Troglodytis in Flavius Josephus
Flavius Josephus alludes to a place he calls Troglodytis while discussing the account in Genesis, that after the death of Sarah, Abraham married Keturah (not to be confused with Hagar) and fathered six sons who in turn fathered many more. "Now, for all these sons and grandsons, Abraham contrived to settle them in colonies; and they took possession of Troglodytis, and the country of Arabia Felix..."
The Troglodytis Josephus refers to here is generally taken to mean both coasts of the Red Sea. However, Josephus goes on to state that the descendants of one of these grandsons, Epher, invaded Libya, and that the name of Africa was thus derived from that of Epher.
According to the Hebrew Bible, Keturah or Ketura (Hebrew: קְטוּרָה, Modern Qətura Tiberian Qəṭûrāh ; "Incense") was the woman whom Abraham, the patriarch of the Israelites, married after the death of his wife, Sarah. Her nationality is unknown. Keturah bore Abraham six sons, Zimran, Jokshan, Medan, Midian, Ishbak, and Shuah.
What has this to do with chickens? These Tasian A Group Cultures of East Africa, hence forth to be described as Bejawi/Bigawi peoples, had been moving back and forth across the Arabian Peninsula (modern day Yemen and Oman) to what is now Pakistan and Western India since the very dawn of history. Bigawi peoples were trading extensively with Indus Valley Civilization- no later than ~3300 to 1300 BCE, and in turn, they traded their imported wares to the Northern Egyptians of the Delta (Lower Egypt) and on to the Mediterranean.
The progenitors of the Egyptian Fayoumi were transported by the Bigawi/Bejawi people to Egypt sometime around 1550 B.C.E.
Peoples native to the Indian Subcontinent including Sri Lanka held a great deal in common with their East African and Southern Arabian cousins.
Please be reminded that this moment time took place literally thousands of years before the advent of Judaism and subsequently even more distant in time from the birth of Christianity.

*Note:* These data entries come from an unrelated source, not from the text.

PR #301, opened 2019-12-05
[argo-cd] argo-cd chart added

alejandroEsc:
should have our crd management scheme in place


alejandroEsc:
> 👍 but would like @gpaul to give it a ✔️ because technically he's been added as the maintainer here so it seems only fair he check off xD

I did so since he was the original dispatch owner. For expediency i have done this, but would like to confirm if he would like this or not, either way i can add myself as a code-owner at a later date.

*It is easy for people to confuse the word Arabia with Islam because most Arabic speakers today are Muslims. Nevertheless, all you historians will recall that the emergence of Islamic religion is even more recent ~ 650 years after the birth of Christ.
Arabian cultures were flourishing thousands of years ago and as mentioned above, Arabia Felix AKA Yemen was the physical crossroads between India, the Red Sea and the Horn of Africa.
Millet, Sesame, Coffee, Myrrh and Frankincense was carried eastward to India. Cumin, Turmeric, Cinnamon, Black Pepper, Cloves and Citrus was carried westwards.